Data section below:

PR #202, opened 2026-02-20
Add SiPM digitizer which uses fired cells as calohitcontributions

lopezzot:
BEGINRELEASENOTES
- Added a new SiPM digitizer that takes as input calohitcontributions representing photo-electrons and their time of arrival at SiPMs. Added a Python config file to use with k4geo IDEA_o2 output files.

ENDRELEASENOTES

The IDEA_o2 full-simulation now stores the time of arrival of photo-electrons (fired cells) as calohitcontributions associated with simcalohits. Each simcalohit represents a fiber. Contributions represent bunches of photo-electrons contributing to the total signal for the same fiber.
This PR includes a digitizer that uses the SimSiPM library and takes as input the output file from the IDEA_o2 simulation.

I believe the same approach could be used for the SiPM digitization of the crystal em-calorimeter of IDEA_o2.

### DIFF
--- a/RecCalorimeter/src/components/SimulateSiPMwithContrib.cpp
+++ b/RecCalorimeter/src/components/SimulateSiPMwithContrib.cpp
@@ -5,7 +5,12 @@
 DECLARE_COMPONENT(SimulateSiPMwithContrib)
 
 SimulateSiPMwithContrib::SimulateSiPMwithContrib(const std::string& aName, ISvcLocator* aSvcLoc)
-    : Gaudi::Algorithm(aName, aSvcLoc) {}
+    : Gaudi::Algorithm(aName, aSvcLoc) {
+    
+  // Questo collega la stringa della Property al DataHandle
+  declareProperty("inputHitCollection", m_simHits, "input calo collection name");
+  declareProperty("outputHitCollection", m_digiHits, "output calo collection name");
+}
 
 StatusCode SimulateSiPMwithContrib::initialize() {
   StatusCode sc = Gaudi::Algorithm::initialize();
@@ -60,7 +65,7 @@ StatusCode SimulateSiPMwithContrib::initialize() {
 }
 
 StatusCode SimulateSiPMwithContrib::execute(const EventContext&) const {
-  const edm4hep::SimCalorimeterHitCollection* scintHits = m_scintHits.get();
+  const edm4hep::SimCalorimeterHitCollection* scintHits = m_simHits.get();
   edm4hep::CalorimeterHitCollection* digiHits = m_digiHits.createAndPut();
 
   // loop through the hits (each hit corresponds to a fiber)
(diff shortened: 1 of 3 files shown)


lopezzot:
Apologies for the delay @SanghyunKo @BrieucF. I switched to `SimplePde` and fixed a small bug in the creation of empty digi hits.

I checked some distributions from the new digitized output, and they look good. For instance, time-of-arrival distributions from SiPMs reading out the tube calorimeter of `IDEA_o2`:
image
image

I believe we can merge now.

RecCalorimeter/src/components/SimulateSiPMwithContrib.cpp
```diff
@@ -0,0 +1,144 @@
...
+    // Using only analog signal (ADC conversion is still experimental)
+    const sipm::SiPMAnalogSignal anaSignal = m_sensor->signal();
+
+    // if the signal never exceeds the threshold, it will return -1.
+    const double integral =
+        std::max(0., anaSignal.integral(m_gateStart, m_gateL, m_thres));           // (intStart, intGate, threshold)
+    const double toa = std::max(0., anaSignal.toa(m_gateStart, m_gateL, m_thres)); // (intStart, intGate, threshold)
+    
+    // Do not save digi hit if the integral is 0, i.e. no signal from electronics
+    if(integral < 0.01) continue;
```
SanghyunKo: Just one last comment about this newly added line: can we make this zero-suppression threshold configurable?

lopezzot: mmm... yes I think we can. If I remember correctly SimSiPM always assumes that the signal from one converted photon corresponds to integral value 1 (arbitrary units). If this is the case, we can easily add a threshold. Do you remember if any tunable parameter of SimSiPM would lead to a different gain? i.e. integral not equal to 1 for 1 converted photon?

SanghyunKo: I do see that there is a gain parameter in the SiPM property, but for the moment it's not exposed to users and always fixed to 1.0: https://github.com/EdoPro98/SimSiPM/blob/main/include/SiPMProperties.h#L119
(I don't know whether this is intended or not, but given the design I was wondering that this might be something other than 1.0 in the future)

lopezzot: eh... this is exactly what I feared. If the gain is tunable, then the zero-suppression threshold should be automatically tuned as well:  basically, they are the same value. If we introduce a zero-suppression threshold here and then expose the tunable gain in SimSiPM, things might go wrong.

lopezzot: However, as long as the threshold here is only a zero-suppression threshold, there is not much to tune, right? We just have to discard the digital hits with an integral equal to 0. Not much to tune... 
The problem comes if we also want the possibility to apply 1-suppression, 2-suppression, n-suppression...

SanghyunKo: I think we'll have to revisit the zero-suppression threshold anyway if we start including background overlays and conducting occupancy studies. This should be done in the near future, so I don't think we can live with the 1-photon threshold very long...

Anyway, I'd prefer to make it a parameter and delegate it to the user's responsibility rather than fixing it in the source code. Any user modifying this parameter should have some level of understanding of what he/she is dealing with.

lopezzot: The user might understand what the parameter does here, but I doubt he/she will know how it relates to `gain`in the sipm library. However, ok I will add it.

lopezzot: Done.

SanghyunKo (approved):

End of Data section.

Return the final stretch of the listing exactly, starting with the line that contains "Anyway, I'd prefer" and ending with the last line.

= Task answer =
Anyway, I'd prefer to make it a parameter and delegate it to the user's responsibility rather than fixing it in the source code. Any user modifying this parameter should have some level of understanding of what he/she is dealing with.

lopezzot: The user might understand what the parameter does here, but I doubt he/she will know how it relates to `gain`in the sipm library. However, ok I will add it.

lopezzot: Done.

SanghyunKo (approved):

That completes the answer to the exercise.